*ABOUT THIS TASK:*
Exactly as given, restate each record that follows.

*EXERCISE DATA:*
PR #1501, opened 2026-07-08
Text-based state machine

angeloskath:
The token based SequenceStateMachine has a design flaw that makes it impossible to identify the state change because substrings can be encoded in different ways.

This replaces it with TextStateMachine so we switch state on the actual string and not the tokens. It also introduces a StopSequenceMatcher that can be used to make sure that generation stops on specific token sequences.

This fixes #1373, #1447, #1406, #1336, #1160 .

### DIFF
--- a/mlx_lm/generate.py
+++ b/mlx_lm/generate.py
@@ -10,16 +10,7 @@ import time
 from collections import deque
 from dataclasses import dataclass
 from functools import partial
-from typing import (
-    Any,
-    Callable,
-    Generator,
-    List,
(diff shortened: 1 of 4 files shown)


nastya236:
Beautiful fix, thank you! Splitting it into two machines makes a lot of sense: one on decoded text for stripping thinking / tool-calling, one on token ids to stop generation. Nice buffering approach to ensure that we find a full match.

nastya236 (approved):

*ANSWER AREA:*
PR #1501, opened 2026-07-08
Text-based state machine

angeloskath:
The token based SequenceStateMachine has a design flaw that makes it impossible to identify the state change because substrings can be encoded in different ways.

This replaces it with TextStateMachine so we switch state on the actual string and not the tokens. It also introduces a StopSequenceMatcher that can be used to make sure that generation stops on specific token sequences.

This fixes #1373, #1447, #1406, #1336, #1160 .

### DIFF
--- a/mlx_lm/generate.py
+++ b/mlx_lm/generate.py
@@ -10,16 +10,7 @@ import time
 from collections import deque
 from dataclasses import dataclass
 from functools import partial
-from typing import (
-    Any,
-    Callable,
-    Generator,
-    List,
(diff shortened: 1 of 4 files shown)


nastya236:
Beautiful fix, thank you! Splitting it into two machines makes a lot of sense: one on decoded text for stripping thinking / tool-calling, one on token ids to stop generation. Nice buffering approach to ensure that we find a full match.

nastya236 (approved):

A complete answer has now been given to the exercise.